START Given records

PR #414, opened 2024-03-11
core: adjust reserved gas for system transactions in non-checkpoint block

andicrypt:
Currently, reserved gas for system transaction is hardcoded as 10M gas. (https://github.com/axieinfinity/ronin/blob/95e3707865263a9c751307c951ef5c02a8247717/miner/worker.go#L879-L890). However, only the checkpoint block - 1 (the block at the end of epoch) needs to reserve that much (because wrap up epoch transaction requires a lot of gas), it is necessary to adjust the logic to reserve lower gas in normal block or higher gas in checkpoint block.

### DIFF
--- a/miner/worker.go
+++ b/miner/worker.go
@@ -872,17 +872,25 @@ func (w *worker) commitTransactions(txs *types.TransactionsByPriceAndNonce, coin
 		return true
 	}
 
+	var reservedGas uint64 = 0
+	if w.chainConfig.Consortium != nil {
+		if w.current.header.Number.Uint64()%w.chainConfig.Consortium.EpochV2 == w.chainConfig.Consortium.EpochV2-1 {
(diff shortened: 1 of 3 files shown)


miner/worker.go
```diff
@@ -872,17 +872,23 @@ func (w *worker) commitTransactions(txs *types.TransactionsByPriceAndNonce, coin
 		return true
 	}
 
+	var reservedGas uint64 = 0
+	if w.current.header.Number.Uint64()%w.chainConfig.Consortium.EpochV2 == w.chainConfig.Consortium.EpochV2-1 {
```
minh-bq, line 876: We need to add check for `pool.chainconfig.Consortium != nil` to avoid crash on unit test

minh-bq (commented):
Please change the prefix in commit title to follow the convention

minh-bq (approved):

PR #419, opened 2024-03-14
consortium-v2, precompiled: add contract for sorting validator with random beacon

minh-bq:
- precompiled: add contract for sorting validator with random beacon

This new precompiled contract provides requestSortValidatorSet and
pickValidatorSet function. The requestSortValidatorSet receives the list of all
validator candidates, pick non-rotating validators based on staked amounts and
rotating validators based on weight derived from random beacon. The list of
validators for all epoch of that period is stored in precompiled contract's
storage. The pickValidatorSet supports query the validator set of an epoch in
that period.

- consortium-v2: enable pick validator with beacon at Tripp hardfork - 1

Since precompiled contract has no code, it can be marked as empty account if
nonce and balance is 0 too. If the account is empty, the account node is deleted
so writing to storage of that account has no effect. We avoid this by setting
nonce of precompiled contract to 1 at Tripp hardfork block - 1 before the
WrapUpEpoch system transaction.

### DIFF
--- a/core/vm/consortium_precompiled_contracts.go
+++ b/core/vm/consortium_precompiled_contracts.go
@@ -1094,7 +1094,7 @@ func pickNonRotatingValidator(
 
 func (contract *pickValidatorSetBeacon) requestSortValidator(method *abi.Method, args []interface{}) ([]byte, error) {
 	if len(args) != 8 {
-		return nil, fmt.Errorf("invalid arguments, expected 4 got %d", len(args))
+		return nil, fmt.Errorf("invalid arguments, expected 8 got %d", len(args))
 	}
 	beacon, ok := args[0].(*big.Int)
 	if !ok {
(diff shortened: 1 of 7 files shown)


core/vm/consortium_precompiled_contracts.go
```diff
@@ -773,3 +754,466 @@ func (contract *consortiumValidateProofOfPossession) Run(input []byte) ([]byte,
...
+	for _, validator := range standardValidator {
+		nonRotatingValidator = append(nonRotatingValidator, validator.address)
+	}
+
+	return nonRotatingValidator
+}
+
+func (contract *pickValidatorSetBeacon) requestSortValidator(method *abi.Method, args []interface{}) ([]byte, error) {
+	if len(args) != 8 {
+		return nil, fmt.Errorf("invalid arguments, expected 4 got %d", len(args))
```
andicrypt, line 1097: minor fix comment, expected 8

andicrypt (approved):

andicrypt:
LSTM

PR #427, opened 2024-03-25
consortium-v2: update voting process logic

andicrypt:
Currently, only block producers can participate in voting process. However, after Tripp, vote permission is granted to a wider range of validator candidates (up to 64). Therefore, this PR differentiates block producers from validator candidates and enables logic for wider voter set. Moreover, voter weight is also introduced in order to determine reward distribution for every eligible candidates. Voter weight is computed based on candidates's staked amounts, according to the formula represented in: https://github.com/phuctd95/REPs/blob/main/REP-0010/REP-0010.md.

Additionally, after Tripp, the logic for getting validator set is also changed such that: 
* At the start of period, the first checkpoint block after 00:00 UTC, the list of validator candidates will be get from the contract once for whole period (~1 day).
* At the start of epoch, the list of block producers will be get from the contract once for every epoch (~10 minutes).

### DIFF
--- a/consensus/consortium/v2/consortium.go
+++ b/consensus/consortium/v2/consortium.go
@@ -274,14 +274,10 @@ func (c *Consortium) verifyFinalitySignatures(
 	parentHash common.Hash,
 	parents []*types.Header,
 ) error {
+	isTripp := c.chainConfig.IsTripp(new(big.Int).SetUint64(parentNumber + 1))
 	snap, err := c.snapshot(chain, parentNumber, parentHash, parents)
 	if err != nil {
 		return err
-	}
-
-	votedValidatorPositions := finalityVotedValidators.Indices()
-	if len(votedValidatorPositions) < int(math.Floor(finalityRatio*float64(len(snap.ValidatorsWithBlsPub))))+1 {
-		return finality.ErrNotEnoughFinalityVote
 	}
 
 	voteData := types.VoteData{
@@ -291,13 +287,34 @@ func (c *Consortium) verifyFinalitySignatures(
 	digest := voteData.Hash()
 
 	// verify aggregated signature
-	var publicKeys []blsCommon.PublicKey
+	var (
+		publicKeys            []blsCommon.PublicKey
+		accumulatedVoteWeight int
+		finalityThreshold     int
+	)
+	votedValidatorPositions := finalityVotedValidators.Indices()
 	for _, position := range votedValidatorPositions {
 		if position >= len(snap.ValidatorsWithBlsPub) {
 			return finality.ErrInvalidFinalityVotedBitSet
 		}
 		publicKeys = append(publicKeys, snap.ValidatorsWithBlsPub[position].BlsPublicKey)
+		if isTripp {
+			accumulatedVoteWeight += int(snap.FinalityVoteWeight[position])
+		} else {
+			accumulatedVoteWeight += 1
+		}
 	}
+
+	if isTripp {
+		finalityThreshold = int(math.Floor(finalityRatio*float64(consortiumCommon.MaxFinalityVotePercentage))) + 1
+	} else {
+		finalityThreshold = int(math.Floor(finalityRatio*float64(len(snap.ValidatorsWithBlsPub)))) + 1
+	}
+
+	if accumulatedVoteWeight < finalityThreshold {
+		return finality.ErrNotEnoughFinalityVote
+	}
+
 	if !finalitySignatures.FastAggregateVerify(publicKeys, digest) {
 		return finality.ErrFinalitySignatureVerificationFailed
 	}
@@ -682,7 +699,10 @@ func (c *Consortium) getCheckpointValidatorsFromContract(
 	)
 
 	isShillin := c.chainConfig.IsShillin(header.Number)
-	if isShillin {
+	isTripp := c.chainConfig.IsTripp(header.Number)
+	// After Tripp, BLS key of validator is read at the start of new period,
+	// not the start of epoch anymore.
+	if isShillin && !isTripp {
 		// The filteredValidators shares the same underlying array with newValidators
 		// See more: https://github.com/golang/go/wiki/SliceTricks#filtering-without-allocating
 		filteredValidators = filteredValidators[:0]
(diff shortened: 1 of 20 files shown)


consensus/consortium/v2/finality/consortium_header.go
```diff
@@ -305,10 +307,16 @@ func (extraData *HeaderExtraData) EncodeRLP() ([]byte, error) {
...
 			Address:      val.Address,
 			BlsPublicKey: val.BlsPublicKey.Marshal(),
+			StakedAmount: val.StakedAmount,
 		}
 	}
 	ext.CheckpointValidators = cp
 
+	if extraData.BlockProducers != nil {
+		ext.BlockProducers = make([]common.Address, len(extraData.BlockProducers))
+		copy(ext.BlockProducers, extraData.BlockProducers)
```
minh-bq, line 317: I think we don't need deep copy here, isn't `ext.BlockProducers = extraData.BlockProducers` necessary here?

consensus/consortium/v2/finality/consortium_header.go
```diff
@@ -342,9 +350,15 @@ func DecodeExtraRLP(enc []byte) (*HeaderExtraData, error) {
 		cp[i] = ValidatorWithBlsPub{
 			Address:      val.Address,
 			BlsPublicKey: blsPublicKey,
+			StakedAmount: val.StakedAmount,
 		}
 	}
 	ret.CheckpointValidators = cp
+	if dec.BlockProducers != nil {
```
minh-bq, line 357: Same as the above comment

consensus/consortium/v2/snapshot.go
```diff
@@ -232,6 +234,12 @@ func (s *Snapshot) apply(headers []*types.Header, chain consensus.ChainHeaderRea
 			}
 		}
 
+		isTripp := chain.Config().IsTripp(header.Number)
+		// Update the current period for every Tripp blocks
+		if isTripp {
+			snap.CurrentPeriod = header.Time / dateInSeconds
```
minh-bq, line 240: This must be updated only at checkpoint block?

consensus/consortium/v2/consortium.go
```diff
@@ -664,28 +697,67 @@ func (c *Consortium) verifyHeaderTime(header, parent *types.Header, snapshot *Sn
...
+			blsPublicKey, err := contract.GetBlsPublicKey(parentBlockNumber, candidate)
+			if err == nil {
+				checkpointValidators = append(checkpointValidators, finality.ValidatorWithBlsPub{
+					Address:      candidate,
+					BlsPublicKey: blsPublicKey,
+					Weight:       weights[i],
+				})
+			}
+		}
+		return checkpointValidators, blockProducers, nil
```
minh-bq, line 748: Do we need to sort checkpointValidators?

consensus/consortium/v2/consortium.go
```diff
@@ -899,18 +980,47 @@ func (c *Consortium) Finalize(chain consensus.ChainHeaderReader, header *types.H
...
 
-			if isShillin {
-				if !checkpointValidator[i].BlsPublicKey.Equals(extraData.CheckpointValidators[i].BlsPublicKey) {
-					return errMismatchingEpochValidators
+			for i := range checkpointValidators {
+				if checkpointValidators[i].Address != extraData.CheckpointValidators[i].Address {
+					return errMismatchingValidators
+				}
+
+				if c.chainConfig.IsShillin(header.Number) {
```
minh-bq, line 1020: As this does not change during iteration, I think it's better to move this outside of the loop.

consensus/consortium/v2/consortium.go
```diff
@@ -1461,3 +1595,60 @@ func encodeSigHeader(w io.Writer, header *types.Header, chainId *big.Int) {
...
+			parentNumber uint64        = number - 1
+			parentHash   common.Hash   = header.ParentHash
+			parent       *types.Header = chain.GetHeader(parentHash, parentNumber)
+		)
+		for parentNumber%c.config.EpochV2 != 0 && parent != nil {
+			parentNumber = parent.Number.Uint64() - 1
+			parentHash = parent.ParentHash
+			parent = chain.GetHeader(parentHash, parentNumber)
+		}
+		return uint64(header.Time/dateInSeconds) > uint64(parent.Time/dateInSeconds)
```
minh-bq, line 1622: The above loop can break if parent == nil. In that case, parent.Time results into a nil pointer dereference.

minh-bq: fixed

consensus/consortium/v2/consortium.go
```diff
@@ -1620,3 +1641,34 @@ func (c *Consortium) IsPeriodBlock(chain consensus.ChainHeaderReader, header *ty
...
+
+		snap, err := c.snapshot(chain, header.Number.Uint64()-1, header.ParentHash, nil)
+		if err != nil {
+			log.Error("Failed to get snapshot", "err", err)
+			parent := c.getLastCheckpointHeader(chain, header)
+			if parent == nil {
+				return false
+			}
+
+			return uint64(header.Time/dateInSeconds) > uint64(parent.Time/dateInSeconds)
```
andicrypt, line 1661: I think this should be `parent.Time/dateInSeconds > c.chainConfig.TrippPeriod`

consensus/consortium/v2/consortium.go
```diff
@@ -1620,3 +1641,34 @@ func (c *Consortium) IsPeriodBlock(chain consensus.ChainHeaderReader, header *ty
...
+		}
+
+		if snap.CurrentPeriod > c.chainConfig.TrippPeriod.Uint64() {
+			return true
+		}
+
+		if c.IsPeriodBlock(chain, header) {
```
andicrypt, line 1668: I think we can check like `header.Number%EpochV2==0 && header.Time/dateInSeconds>c.chainConfig.TrippPeriod`, this can reduce a `snapshot` in IsPeriodBlock

consensus/consortium/v2/consortium.go
minh-bq: fixed

consensus/consortium/v2/consortium.go
minh-bq: fixed

PR #431, opened 2024-04-03
consortium-v2: fix the EOA check of system transaction

minh-bq:
The EOA check wants to make sure that the sender of system transaction has no code. The code hash of existing account that has no code is crypto.Keccak256Hash(nil). Meanwhile, an empty/non-existing account's code hash is 0x000...00. Currently, we miss the case for empty account, which makes the system transaction from empty account be rejected.


NganSM:
I think the check is a bit redundant since the probability that someone can deploy a contract in place of an EOA is negligible due to the way a contract's address is calculated. The transaction's signature has already been validated in `IsSystemTransaction`, so a system transaction is most likely to be from an EOA.

DNK90 (approved):

PR #435, opened 2024-04-04
params/bootnodes: remove default etherum mainnnet bootnodes

huyngopt1994:
Replace the default Ethereum foundation mainnet bootnodes by Ronin bootnodes for avoiding unused discovery and peering in Network.  We have 2 options for extending the bootnodes now 
1. Overwrite by setting Bootnodes ENV
2. We automatically fetch 5 endpoints from DNS discovery, implemented in https://github.com/axieinfinity/ronin/pull/370

### DIFF
--- a/cmd/utils/flags.go
+++ b/cmd/utils/flags.go
@@ -1000,12 +1000,12 @@ func setNodeUserIdent(ctx *cli.Context, cfg *node.Config) {
 // setBootstrapNodes creates a list of bootstrap nodes from the command line
 // flags, reverting to pre-configured ones if none have been specified.
 func setBootstrapNodes(ctx *cli.Context, cfg *p2p.Config) {
-	urls := params.EtherumMainnetBootnodes
+	urls := params.RoninMainnetBootnodes
 	switch {
 	case ctx.GlobalIsSet(BootnodesFlag.Name):
 		urls = SplitAndTrim(ctx.GlobalString(BootnodesFlag.Name))
 	case ctx.GlobalBool(MainnetFlag.Name):
-		urls = params.RoninMainnetBootnodes
+		urls = params.EtherumMainnetBootnodes
 	case ctx.GlobalBool(RopstenFlag.Name):
 		urls = params.RopstenBootnodes
 	case ctx.GlobalBool(SepoliaFlag.Name):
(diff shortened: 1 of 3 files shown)


cmd/utils/flags.go
```diff
@@ -1000,10 +1000,12 @@ func setNodeUserIdent(ctx *cli.Context, cfg *node.Config) {
 // setBootstrapNodes creates a list of bootstrap nodes from the command line
 // flags, reverting to pre-configured ones if none have been specified.
 func setBootstrapNodes(ctx *cli.Context, cfg *p2p.Config) {
-	urls := params.MainnetBootnodes
+	urls := params.EtherumMainnetBootnodes
 	switch {
 	case ctx.GlobalIsSet(BootnodesFlag.Name):
 		urls = SplitAndTrim(ctx.GlobalString(BootnodesFlag.Name))
+	case ctx.GlobalBool(MainnetFlag.Name):
```
minh-bq, line 1007: We never set this flag when running, so this looks incorrect. The default must be `RoninMainnetBootnodes` and in this case when mainnet flag is set `urls = params.EtherumMainnetBootnodes`

huyngopt1994: Yes, checked this flag, it's used for Etherum Mainnet. I have the otherway for creating flag for Ronin but it requires more flag and updating in entrypoint.sh, so let go with this suggestion.

DNK90:
I think we should remove all ethereum network. Just add 2 types: our saigon testnet and mainnet.
It would prevent misconfiguration from users

mobile/params.go
```diff
@@ -71,8 +71,8 @@ func GoerliGenesis() string {
 // FoundationBootnodes returns the enode URLs of the P2P bootstrap nodes operated
 // by the foundation running the V5 discovery protocol.
 func FoundationBootnodes() *Enodes {
-	nodes := &Enodes{nodes: make([]*enode.Node, len(params.MainnetBootnodes))}
-	for i, url := range params.MainnetBootnodes {
+	nodes := &Enodes{nodes: make([]*enode.Node, len(params.EtherumMainnetBootnodes))}
```
DNK90, line 74: I don't know if we can use it in the future or not. But this should be change to Ronin bootnodes instead, shouldn't it?

huyngopt1994:
> I think we should remove all ethereum network. Just add 2 types: our saigon testnet and mainnet. It would prevent misconfiguration from users

Yes let me separate in to the other PR for this stuff.

mobile/params.go
huyngopt1994: It's backward compatibilities in running testing right now, so we will keep it first.

minh-bq (approved):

END Given records

Task goal:
Copy out each line of the data that has the word "FoundationBootnodes" in it.

Response to the exercise:
 // FoundationBootnodes returns the enode URLs of the P2P bootstrap nodes operated
 func FoundationBootnodes() *Enodes {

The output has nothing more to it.